Today one out of three people say that they have a food allergy or sensitivity and change their diet to reflect this. The average American eats about 2,000 pounds of food each year, compared to a teaspoon or two of pollen that we breath in annually. Remember that two-thirds of the immune system is in the gut. Food is the main reason why: our body is deciding if it’s friend or foe.

Our immune system was designed to fend off infection, so if you have reactions to food or the environment, it’s a signal that your body has become less tolerant. We must build tolerance so that we can live a normal and active life. Our tolerance of our foods and other environmental exposures is based on many factors, including genetics, age, gender, intestinal permeability (or increased permeability/leaky gut), infections, and balance of gut ecology as well as the type and dose of the particular substance or antigen. It’s our body’s way of defending itself and coming back into balance. This can be provoked by foods, molds, pollen, chemicals, metals, and nearly any other substance.

TRUE FOOD ALLERGIES
 

True food allergies—those that trigger IgE reactions—are rare, affecting only 0.3 to 7.5 percent of American children and 1 to 2 percent of adults.

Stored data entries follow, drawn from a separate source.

PR #118, opened 2022-11-14
Ahw changes

ivastar:
Hi Gabe,

(CC @jdavies-st, @BSGalvan)

This pull requests makes a number of changes that improve the packaging and installation of `grizli`. The changes include:

- Make changes such that `pip` installs all the dependencies together with the package. All dependencies are specified in `setup.cfg`. Optional dependencies (e.g., `test` and `aws`) are only installed when the flag is used. There is no longer a need to create an environment and manage dependencies with conda (environment is still recommended).
- The package is automatically built upon installation using modern PEP517-compliant packaging tools. 
- Remove custom versioning code based on git tag, use the standard `setuptools-scm` instead.  Works the same way, but maintained by the folks who run pypi.org.
- Replace `lacosmicx` with `astroscrappy`: same developer, same code, same API but maintained.
- Update the function that symlinks the templates to symlink the whole directory rather than individual files.
- Add a GitHub actions workflow which builds the wheels and (upon a tagged release) publishes to PyPI. You need to create and save PyPI token in order for this to work. See instructions [here](https://packaging.python.org/en/latest/guides/publishing-package-distribution-releases-using-github-actions-ci-cd-workflows/).
- Update the installation docs.
- Fix issues with tests.
- Minor clean-up.
 
One issue we couldn't resolve is the installation of `eazy-py`. Currently (in this PR) `eazy` is being pip-installed (via `setup.cfg`) but also the manual instructions are in the documentation. Seems like `eazy-py` is released to PyPI  but the templates from the original [eazy-photoz](https://github.com/gbrammer/eazy-photoz) repo are not downloaded with that installation. This can be fixed by (for example) adding a function that downloads the templates only (if this is all you need from the `eazy-photoz` repo) rather than making it a subpackage. It doesn't make sense to release `eazy-py` every time you update the templates and filters. Happy to edit this pull request (if you prefer to keep the manual `eazy-py` installation) or make a pull request to `eazy-py` with a proposed solution.

All manual installations (except for `hstcal`) can be removed if `tristars` and `reprocess_wfc3` are also released to PyPI and `pyregion` is replaced with `astropy.regions`. `pyregion` seems to be suffering maintenance issues and while it pip-installs fine on OSX it fails to install in the test CI. Happy to help fix all of these, the effort will be fairly minor (well, not sure about `pyregion`).

We did some minor tests. The tests in the repo run and we ran through some HST and JWST data and made sure at least that minimum functionality works. 

Happy to iterate on this. 

Cheers,
-Iva


jdavies-st:
Here are the main PRs that made it into this Astro Hack Week (AHW) branch.

https://github.com/ivastar/grizli/pull/6
https://github.com/ivastar/grizli/pull/7
https://github.com/ivastar/grizli/pull/12
https://github.com/ivastar/grizli/pull/20
https://github.com/ivastar/grizli/pull/21
https://github.com/ivastar/grizli/pull/22
https://github.com/ivastar/grizli/pull/23

More detail and discussion in these PRs, including CI results.

gbrammer:
Thanks a lot for all of this, @ivastar,  @jdavies-st, @BSGalvan!  This should make everything much easier both for us to maintain and for others to use.    One of my `actions` tests failed as you can see above, looks like related to the `version.py` file that is created with my `setup.py`.  That was always a bit of a hack for me to keep track of the git commit version, but the handling of `version.py` would be one key component to this modification.  

Can you give me an idea of the workflow for pushing new versions to pip, or will that now be done automatically for *every* commit to the `master` branch?

gbrammer:
And happy to switch to `astropy.regions`.  I expect that would be fairly simple, because `pyregion` is only used in a few places for generating pixel masks based on region files, assuming that functionality is provided by `astropy.regions`.

jdavies-st:
Hi Gabe, I didn't realize the JWST workflow also ran on CI.  It didn't on our end because it was only designed to work on pull requests against master.  Anyway, I've updated it to reflect the changes in the other one, and also removed redundant stuff like build and flake8 checks, which are done in the main CI workflow.  One could also merge these 2 workflows into a single workflow with two separate test jobs, one for non-JWST and one for JWST.  Up to you.

ivastar:
@jdavies-st fixed some issues with `pyregion` here: https://github.com/gbrammer/grizli/pull/118
If/once `pyregion` gets a new release with those fixes there will be no urgent need to switch to `astropy.regions` which seems to have a different API though still good to transition at some point soon. This PR works as it is and I can come back and do clean up once the `pyregion` is re-released to pypi.

gbrammer:
Thanks @jdavies-st and @ivastar .  The JWST CI test failed for missing `pyregion`, so would it be possible to put it back in the requirements for now?

jdavies-st:
I fixed `pyregion`.  Unfortunately it can't be included in `install_requires` because it fails installing on Linux currently.  `pip install pyregion` just doesn't work.  So it would mean `pip install grizli` would also fail on Linux if we included it.  Hopefully we'll have that fixed soon though, so the current steps in the jwst workflow are a stop-gap measure.

Should be fixed now.

jdavies-st:
> Can you give me an idea of the workflow for pushing new versions to pip, or will that now be done automatically for every commit to the master branch?

So this new publish-to-pypi workflow will run every time something is merged into `master`.  But that will just build the wheels.  This is not a bad idea, as it will let know if something has broken the building of the sdist or wheels.  Hopefully not!  But a nice sanity check.

It will also run if you manually make a release on Github.  The workflow for that is

1. Tag the commit you want to release.  Push it upstream.
2. Go to https://github.com/gbrammer/grizli/releases and click "Create a new release"
3. Choose the tag you just pushed to master.  You can also skip 1. and create a tag here too if you like.
4. Fill in Title and Description (optional) and hit "Publish release" button, which will trigger the workflow and delivery to PyPI so it can be pip installed.

ivastar:
To add to the previous comment by @jdavies-st, _technically_ you can trigger a publication to pypi with every merge to master. Your call. The way this is set up now, you (and any user) can still install it from github and get the latest changes but the pypi version is maybe released one a month and thus more stable?  The controls are in the [publish-to-pypi](https://github.com/gbrammer/grizli/blob/cb941ae46a7d3f587e5fb2aed81b43013818426f/.github/workflows/publish-to-pypi.yml) action. [This](https://github.com/gbrammer/grizli/blob/cb941ae46a7d3f587e5fb2aed81b43013818426f/.github/workflows/publish-to-pypi.yml#L6) controls when the action is run (currently pushes and pull requests to master are commented out) and [this line](https://github.com/gbrammer/grizli/blob/cb941ae46a7d3f587e5fb2aed81b43013818426f/.github/workflows/publish-to-pypi.yml#L54) controls the publication.

gbrammer:
Thanks for your continued work on this.  I just added [tristars v0.1](https://pypi.org/project/tristars/) and [reprocess_wfc3 v0.2.1](https://pypi.org/project/reprocess_wfc3) to PyPI, so could you please update ``setup.cfg`` and the installation docs accordingly?  Then I think it's ready to go.

jdavies-st:
Excellent!  Horray for `tristars` release.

The foods that most often trigger true allergic reactions are eggs, cow’s milk, nuts, shellfish, soy, wheat,
and white fish. Allergy to peanuts has doubled within the past five years in children under the age of five. Peanut allergy can be so severe that a child may react if someone else recently ate peanuts or peanut butter in the room the child is in—that’s why peanuts are no longer served on many airplanes and why all nuts are not allowed in many schools. Physicians diagnose food allergies through the use of patch skin tests and RAST (radioallergosorbent test) blood testing, which are great for detecting food allergies but do not accurately determine food sensitivities. IgE antibodies attach to mast cells in mucous membranes and in connective tissues, stimulating the release of inflammatory cytokines and histamines. The resulting allergic response produces symptoms a few minutes to two hours after the food is eaten. Common symptoms include closing of the throat, fatigue, tearing, hives, itching, respiratory distress, watery or runny nose, skin rashes, itchy eyes or ears, and sometimes severe reactions of asthma and anaphylactic shock.